Огромный труд по изданию «Мнемозины» начался в 1996 году и продолжается до сих пор. Завершить его в принципе нельзя, как нельзя закончить любой научный процесс — можно только передать его дальше в руки учеников и последователей. Процесс передачи знания, мыслей-откровений и мыслей, рожденных в ответ, запечатлен и в девятом выпуске — сборнике писем из Москвы в Ленинград и немного в обратную сторону. От Алисы Коонен — Науму Берковскому, осмысляющему Атлантиду Камерного театра («Поддержите дух злополучной актрисы» — публикация Марии Хализевой). От Наума Берковского — Наталье Крымовой (и ее ответных): в ее лице здесь представлена молодая московская троица искусствоведов (вместе с Вадимом Гаевским и Борисом Зингерманом), с которыми Берковский был особенно дружен в эти годы («Вы — из самых близких» — публикация Леонида Дубшана). От Бориса Зингермана — Светлане Бушуевой (публикация «…Через несовершенное наше искусство постичь „дух времени“» — публикация Владислава Иванова и Марии Хализевой).
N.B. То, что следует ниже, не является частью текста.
PR #2921, opened 2018-12-29
[KS] Long $route.params causes overflow problems

DAnn2012:
The long strings ($route.params) causes overflow problems in the Page Loaders examples (Template7 Page and Component Page) on devices that have a small screen


nolimits4web:
Thanks!

PR #2933, opened 2019-01-08
fix Gulp error: The following tasks did not complete: Did you forget …

yelban:
update `./scripts/gulpfile.js` to prevent Gulp 4.0.0 error when stopping gulp server.


nolimits4web:
Thanks

PR #2936, opened 2019-01-08
Fix vue ks

scriptPilot:
Fixes three points in the Vue ks - see details in the commits :-)

### DIFF
--- a/kitchen-sink/vue/css/app.css
+++ b/kitchen-sink/vue/css/app.css
@@ -79,10 +79,6 @@
   background: url(../img/f7-icon.png) no-repeat center;
   background-size: cover;
 }
-.icon-vi {
-  background: url(../img/vi-icon.png) no-repeat center;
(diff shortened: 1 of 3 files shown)


scriptPilot:
@nolimits4web - What about the other ESLint fixes?

nolimits4web:
@scriptPilot Kitchen Sink is in eslintignore so no linting required there

scriptPilot:
@nolimits4web  - But what is bad on it, fixing these small points, to be in line with the Style Guide in the kitchen sink as well?

nolimits4web:
@scriptPilot because they won't fix much, and the more important, not everyone understand what is this `[theme] = document.location.search.split('theme=')[1].split('&');`. Syntax there must be as much as simple as possible. Not everyone aware of ES-next stuff

scriptPilot:
@nolimits4web - Ok, get the point ...

PR #2946, opened 2019-01-16
Fix compile error in Typescript Strict Mode

Hizoul:
If typescript is in strict mode everything needs to be typed explicitly. In Line 16 of this file there was one occurrence where that was not the case which leads to the following error:
```
ERROR in [at-loader] ./node_modules/framework7/modules/router/router.d.ts:16:37
    TS7019: Rest parameter 'args' implicitly has an 'any[]' type.
```


nolimits4web:
Thanks!

PR #38, opened 2024-12-13
Add "confidence" to alerts table

IamJeffG:
## What I changed

1. Add confidence to "alerts" SQL table.
    - `smallint` as the only values I've seen in the wild are {0, 1}
    - @rudokemper do you know what this column means?  Is there reason to believe it could contain values that aren't smallint?

2. Change datatype for "alerts__metadata.confidence" column.
    - `smallint` as the only values I've seen in the wild are {0, 1}.
        - Therefore changed the typecast from `float` to `int`.
    - @rudokemper do you know what this column means?  Is there reason to believe it could contain values that aren't smallint?

## What I'm not doing here

Tests for different values of these columns.

### DIFF
--- a/f/frizzle/alerts/alerts_gcs.py
+++ b/f/frizzle/alerts/alerts_gcs.py
@@ -377,7 +377,7 @@ class AlertsDBWriter:
                     year text NOT NULL,
                     total_alerts text NOT NULL,
                     description_alerts text,
-                    confidence smallint,
+                    confidence real,
                     metadata_uuid text,
                     source text,
                     alert_source text
@@ -396,7 +396,7 @@ class AlertsDBWriter:
                 alert_type text,
                 area_alert_ha double precision,  -- only present for polygon
                 basin_id bigint,
-                confidence smallint,
+                confidence real,
                 count bigint,
                 date_end_t0 text,
                 date_end_t1 text,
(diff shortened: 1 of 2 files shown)


rudokemper (approved):
I confirmed with the alerts provider that the values for `confidence` will only ever be 0 or 1.

rudokemper:
...Actually, the alerts provider is hedging; they are not sure if they will someday have a `0.5` value. So it is better off as a float or decimal.

IamJeffG:
Bigger question: What does this value _mean_?  I assume it's not as simple as "it's a somewhat opaque value emitted by an ML model" or else it wouldn't be only 0, 0.5, or 1...

Here's what I'm getting at:
If we don't (or are not supposed to ) know the semantics of this field, why should we bother exposing it in the warehouse?

Are we just adding noise to the database tables? Data that is not actionable?

IamJeffG:
> but for computed values like these that were only used for processing, I think it's a good idea.

Sorry, please clarify: What action do you think is a good idea for computed values used only for processing?

And thanks for these answers and thoughts!  Ok, sounds like `confidence` is meaningful. I will keep it in the DB and also make it (in both tables) a float.

rudokemper:
> What action do you think is a good idea for computed values used only for processing?

Omit them (`grid`, `label`, and `count`) from being written to the db.

Issue #39, opened 2024-12-13
[frizzle] Discussion: consider renaming "frizzle"


rudokemper:
Until now, we have used the name "frizzle" (referring to [the character of Ms. Frizzle from The Magic School Bus TV Series](https://en.wikipedia.org/wiki/The_Magic_School_Bus_(TV_series))) to refer to our data pipeline tooling. I believe this follows a long-standing pattern at CMI to use fun names for internal tooling, but I might be wrong.

"Frizzle" was first used to describe a unique implementation of the asynchronous actor model concurrency library [thespian](https://thespianpy.com/) together with Flask, and a few actor components for continuous polling of data from various data sources (Kobo, CoMapeo, Alerts). Next, it was used to describe our specific deployment of [dagster](https://dagster.io/) together with an admin UI built in Nuxt.js, and the same data ETL operations but rewritten as Dagster op graphs. 

Today, "frizzle" is referring exclusively to a set of scripts for continuous data ETL on Windmill, i.e. what lives in `/f/frizzle`.

In a way, it makes sense to persist the name. These same scripts were the ones being operationalized in `frizzle-thespian` and `frizzle-dagster` (and the very _raison d'etre_ for these tools), and more than anything, the scripts represent the core product of what CMI is building for data integration.

However, I think our use of Windmill as a general scripting library where "frizzle" is exposed to the user and exists alongside other categories of scripts, complicates this notion. 

Previously, the name "frizzle" was entirely hidden from the end user - for example, in the now-scrapped Nuxt.js `admin_ui/` work in `frizzle-dagster` I was opting for a name "GuardianConnector Data Connections" to present something more meaningful to the user than "frizzle". Now, in Windmill, for the first time our users can encounter the name "frizzle" - it is exposed in the Windmill UI as the name of the script folder in many places.

![image](https://github.com/user-attachments/assets/a8eed69b-1f4b-4c12-aaab-df8a1642a345)

Personally, I have never watched the TV show from which the name came, and I have needed to Google it a few times to explain what it refers to to explain what it is of our collaborators and users. I reckon that the name "frizzle" will not ring a bell for most GuardianConnector users. I would even be surprised if _any_ of them know the name.

With the imminent merge of a PR to add a `f/export` scripts directory, I wonder if we're better off calling a spade a spade, and just rename "frizzle" to an explicit name that makes sense to our users and differentiates it in a logical way from the other scripts directories. 

What comes to mind:

[...]

PR #40, opened 2024-12-16
Rename frizzle to connectors

rudokemper:
## Goal

To opt for a semantically meaningful name for our data connectors instead of "frizzle", per https://github.com/ConservationMetrics/gc-scripts-hub/issues/39.

After merging this, I will need to update schedules on all of our production deployments.

## What I changed

Renamed `frizzle` to `connectors`

## What I'm not doing here

Worry about the use of "frizzle" in our path naming conventions. That is a broader issue across the stack and mostly hidden from the (imagined future GC admin) user. The exception being that they will see it as a default value for `attachment_root` or `destination_path` in some of the scripts, but that's not a big issue.


IamJeffG (approved):
Heads up that after merging & syncing these changes to a windmill deployment, scheduled runs will need to be deleted & re-created (script name changed)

Читая письма о быте и бытии, о театре и околотеатральных страстях с 1959 по 1995 год, мы видим, как ускоряется время, меняется жизнь. И одновременно — как она идет по кругу, возвращаясь к проклятым вопросам. Не только имена героев, но и некоторые темы пронизывают весь альманах и делают его единым целым. Пожалуй, главная из них — судьба редакции журнала «Театр», угроза увольнения или мысли об уходе его лучших сотрудников, жесткое и жестокое осознание границ возможного, цена компромисса — все то, что роднит этот исторический альманах с нашими днями.
ЧЕЛОВЕЧЕСКИЙ ГОЛОС,
или ИСТОРИЯ ОДНОЙ ПУБЛИКАЦИИ
«Я никогда не видел более великой актрисы, чем Вы», — писал Алисе Коонен Жан Кокто. Он и прислал Коонен «Человеческий голос», который она перевела сама, чтобы исполнить — в своей новой жизни, где больше не было любимого человека и ее театра. Зато появилась миссия — отвоевать Камерный театр у забвения, отмыть от несправедливых упреков, перевести как можно более точно театральную магию на язык исследовательского текста, поддержать негаснущий огонек интереса у молодых коллег.
«Человеческий голос», где женщина отвечает по телефону невидимому собеседнику, — идеальный образ для легендарной одинокой актрисы, которая ради чего-то пережила и мужа-режиссера, и главное дело своей жизни. И подходящий образ для публикации писем к своему далекому (от Москвы до Ленинграда почти невозможно доехать без поддержки, особенно когда нестерпимо болит нога, да и с такси в Ленинграде трудно), но близкому по духу другу Науму Берковскому.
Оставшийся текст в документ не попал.